Group: free.it.religioni.scientology · Group Profile
Author: Alessia Guidi
Date: Aug 21, 2008 01:36

On Tue, 19 Aug 2008 00:56:10 -0700 (PDT), bossolo gmail.com>
wrote:
>On 18 Ago, 08:23, Alessia Guidi wrote:
>> Le gente smette di scrivere perchè si stufa o vuole girare pagina (es
>> S. Tommaso, Libero, Elisa, Medusa), ha altro da fare, non ha nulla di
>> interessante da scrivere.
>
>Perchè come al solito si dà troppa importanza alle parole e poco ai
>fatti.
>Il ng diventa fine a se stesso, "hai detto questo";"hai detto
>quello";"hai usato questa parola invece avresti dovuto usare quella"
>e non un mezzo per dare dei colpi efficaci a queste organizzazioni che
>mettono a repentaglio la vita delle persone.
>
>In altre nazioni si sono creati gruppi, come gli anonimi, per dar
>fastidio alle org, in Italia ne esiste qualcuno?

Un newsgroup è un newsgroup. C'è chi si trova meglio nella dimensione
della discussione e viene qui a discutere.
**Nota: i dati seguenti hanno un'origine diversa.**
Issue #1369, opened 2026-07-07
Chunk loading is very slow on large worlds; top-down view cannot show the whole world


babagugliana:
On decent-sized worlds the editor is hard to work with: the top-down view loads chunks in a spiral from the camera and restarts the spiral every time the camera moves, chunk generation is limited to a single thread with a 10ms sleep per chunk, and the periodic garbage collector discards loaded chunks shortly after panning away. There is also no way to see the whole world at once - everything beyond render distance is empty.

I have a working branch that addresses this and would like to contribute it:

- The spiral iterator is replaced with a persistent priority queue (camera movement re-prioritises instead of restarting) and a worker pool, with a memory-budget LRU instead of the distance purge, so revisiting an area is instant.
- The top-down view renders a whole-world map (top visible block colour per column with relief shading) built by a background scanner and persisted to the app cache, so it appears instantly on later opens. Edits, undo/redo and chunk creation/deletion update the map via the level's changed-chunk tracking.
- Bedrock worlds additionally get a raw LevelDB fast path for the scan (Data3D heightmap + top-block decode only, colours resolved through the normal translation pipeline once per unique block state): measured 1105 chunks/s vs 86 chunks/s through full translation on a real 2GB 1.26 world, with per-chunk fallback so correctness never regresses.
- Top-down navigation: middle-mouse drag panning, smooth time-based movement, larger zoom range, and a Deselect All button in the select tool.

Branch: https://github.com/babagugliana/Amulet-Map-Editor/tree/improv-chunk-loading (3 logical commits, 60 new unit tests, black-clean)

I am opening a PR alongside this issue so the code is visible. Happy to split it into a series or adjust the approach to whatever fits your review process.

PR #1370, opened 2026-07-07
Faster chunk loading and a whole-world map for the top-down view

babagugliana:
Related issue: #1369

### Motivation

On large worlds the editor was painful to use: chunk loading spiralled out from the camera and restarted on every movement, ran on a single thread capped at ~100 chunks/s, and a distance-based garbage collector threw away loaded chunks shortly after panning away. Beyond render distance there was nothing to see, so navigating a big world meant constantly waiting.

### What this does

Three commits, each self-contained:

1. **Rework chunk loading** - persistent distance-priority queue (camera movement re-prioritises rather than restarting), a small worker pool (default `min(4, cpu - 2)` threads - more mostly fight the GIL) instead of one thread with a 10ms sleep, and a memory-budget LRU (default RAM/4, configurable) instead of the 10s distance purge, so revisiting an area is instant. Edit detection is event-driven instead of rescanning.

2. **Whole-world overview map** - in top-down mode the world renders as a map: top visible block colour per column with relief shading, generated by a background scanner (nearest-camera-first) and persisted as 512x512-block PNG tiles under the app cache dir (`.../AmuletMapEditor/Cache/world_overview/`), so reopening a world shows the whole map immediately. Edits, undo/redo and chunk creation/deletion update the map through `level.chunks.changed_chunks()` processed on the worker pool. Bedrock (LevelDB) worlds use a raw fast path (Data3D heightmap + only the sub-chunk records holding each column's top block; colours resolved through the normal translation pipeline once per unique block state, memoised) with per-chunk fallback to the translation path on any parse problem. Top-down defaults to map-only at every zoom; an option restores the 3D detail layer when zoomed in, or always. Java and unknown formats use the translation path throughout - behaviour there is unchanged apart from the loader rework.

3. **Top-down navigation/UX** - middle-mouse drag panning (1:1 with the cursor), time-scaled held-key movement on a 16ms input timer (removes the 33ms-step judder; effective speeds unchanged, nudge-button repeat rates preserved), the selection pointer no longer synchronously loads chunks on the UI thread while panning, zoom range extended to 5000 half-height, and a localised "Deselect all" button in the select tool.

### Measured results (real 2.1GB Bedrock 1.26 world, 16-core Windows 10)

- Overview scan: **1105 chunks/s** single-thread via the fast path vs **86 chunks/s** through full universal translation (~13x per thread; the raw LevelDB reads also release the GIL so workers scale).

Poi non è detto che non si
interessi anche alla "azione" o che non agisca quando ritiene
opportuno farlo, o con i suoi tempi e modi.

In merito ai "colpi efficaci" dipende da che cosa si intende con la
definizione, e non ne sto facendo una discussione sterile sui
significati delle parole, "hai detto questo hai detto quello".
Credo che mai "colpo" sia stato "più efficace" di mettere informazioni
in Internet, renderle disponibili a tutti in modo rapido e gratuito.
Fino a prima dell'avvento di internet questo non era possibile, quel
poco di informazioni alternative esistenti erano in possesso delle
associazioni cosiddette "antisette", difficili da trovare, contattare,
raggiungere e che ti davano quasi sempre informazione "mediata" dal
loro punto di vista. Chi in questi anni si è dedicato alla diffusione
di informazioni ha dato un colpo efficacissimo all'organizzazione.
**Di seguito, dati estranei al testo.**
PR #1392, opened 2026-09-19
V0.10.64b0_i18n_Fix

BoringMan314:
## Complete remaining i18n, Java 26.3 save compatibility, and recent-world list

- **Fix**: Wire leftover hardcoded English to lang keys, including Options, toolbar (Select, Paste, Operation, Import, Export, Chunk), run/export/save/close-world progress, unsaved-changes dialogs, import/export, copy/paste, native language names, OK/Cancel, operation names (Clone, Fill, etc.), and error/plugin-folder dialogs. Dialog titles no longer fall back to English Message (closing a world uses Unsaved Changes).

Creare un gruppo di discussione, tenerlo attivo ecc. ha dato un colpo
"efficacissimo" all'organizzazione. Indipendentemente dalle persone
che partecipano attivamente, il gruppo è lurkato da una infinità di
altra gente, che riflette e ragiona. Max è uno dei decani del gruppo,
anche se in definitiva ha scritto abbastanza poco. Poi a volte si
cazzeggia e a volte si discute seriamente, e di discussioni serie di
qui ne sono passate un bel po'. Le discussioni serie non sono solo
quelle che trattano nello specifico Scientology, perchè il modo per
dare un "colpo efficace" alla "organizzazione" dell'irrazionalità
pura, della superstizione e del pensiero magico (quello che poi ti
porta ad aderire a un certo tipo di credenze) passa necessariamente
per il ragionamento. E il ragionamento passa quasi necessariamente per
il confronto con posizioni diverse dalle tue, non dal darsi ragione a
vicenda (come succede dentro Scn, dove NON si ragiona ma ci si
conforma e basta). Se Scn ti impone di non ragionare, stimolare il
ragionamento è già un colpo super efficace.

La parola, in sè, è già in grado di dipingere e modificare il mondo.
Dare diritto di parola cambia già il mondo. E' gia "azione".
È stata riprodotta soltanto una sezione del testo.